ここであらためて、パク氏の言葉にあった「形容詞のアート」「副詞のアート」、そして「接続詞のアート」とは何か問おう。名詞や動詞がそれ自体で意味を持つのに対し、形容詞や副詞は名詞・動詞を修飾することでイメージを確定させる性質を持つ。接続詞は単独では像を結ばないが、文と文をつなぐことで文脈を活かし、新たな豊かさを生み出す。
すなわち、これらのアートは他者との関係性を媒介し、作者と観測者の思考が混ざり合う地点から新しい意味が生成されるもの、ということなのだろう。

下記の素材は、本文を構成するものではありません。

PR #185, opened 2021-07-21
Renamed boundary-condition-related functions to better describe their purposes

jeff-cohere:
* TDySetDirichletValueFunction -> TDySetBoundaryPressureFn
* TDySetTemperatureDirichletValueFunction -> TDySetBoundaryTemperatureFn
* TDySetDirichletFluxFunction -> TDySetBoundaryVelocityFn

Boundary conditions are tricky enough! It's important for us to be precise
about our language. C and Fortran interfaces have been updated, and all the
demos use the new functions.

FYI @ghammond86 @nocollier

### DIFF
--- a/demo/SPE10/steady.c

ちょうど、刻々と形を変える雲に、われわれがつい意味を読み取ってしまうように。相互作用としての交流の中で、意味や詩が、絵画の向こう側に立ち上がる。その過程こそ、このアートの核心に思える。

パク氏は「この作品はアートであって詩ではない。しかし、読み手がこのアートから詩を読み取ることを意図している」とも語っていた。
確かに、これは単に“多義的に読める”という言語内部のバリエーションではない。書き手と読み手のあいだで、常に新しい詩が生まれ続けるような構造を持つ。それは本質的にアートであり、詩などの言語芸術とは異なる領域に位置している。

とはいえ、詩がそこに肉薄していく余地はあるように思う。自己の内省からいったん自由になり、他者との関係性の中に詩を置くことで、詩はより広い領野を獲得できる。
その先には、容易に想像がつくように、詩そのものが抱える“意味の希薄性”との闘いが待っているのだろう。